= Betty Wagner Spandikow =

Betty Redmond Wagner Spandikow (September 27, 1923 – October 26, 2008) was a founder of the La Leche League International. She was a co-author of The Womanly Art of Breastfeeding, which has been translated into eight languages and Braille.

She was born in 1923 to a Roman Catholic family and raised in the Chicago area. She worked in accounting before starting her family.

The group had been fascinated by the importance placed on breastfeeding by early Spanish settlers in what is now the United States, who in 1598, dedicated a shrine to "Nuestra Senora de la Leche y Buen Parto" ("Our Lady of Happy Delivery and Plentiful Milk").

La Leche League International (LLLI), a breastfeeding support not-for-profit organization, now has groups in every U.S. state and in 64 nations.
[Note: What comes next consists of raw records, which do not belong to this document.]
PR #1267, opened 2018-12-26
make assertions on packaging, recommend tox for all testings

gaborbernat:
Resolves #909.


tox.ini
```diff
@@ -91,16 +91,16 @@ commands = pip wheel -w {envtmpdir}/build --no-deps .
...
-changedir = {toxinidir}/bin
+changedir = {toxinidir}/tasks
 extras =
-commands = python rebuild-script.py
+commands = python update_embedded.py
 
 [testenv:upgrade]
 description = upgrade pip/wheels/setuptools to latest
 skip_install = true
 extras = pip >= 18.1.0
```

Spandikow was a member of the Board of Directors for the League, and at various times served as Treasurer, Business Manager, and Executive Director, a title she held for 19 years until she retired at the age of 70. She initiated "flex hours" and a family-friendly workplace in the 1960s.

The business hours at La Leche League International were flexible to facilitate new mothers spending more after-school time with their children.

==Family==
Her first husband, Robert Wagner, by whom she had seven children, died in 1975. She married secondly, to Paul Spandikow.

==Death==
Betty Wagner Spandikow had suffered a stroke and been dealing with Alzheimer's disease at the time of her death at the age of 85 on October 26, 2008.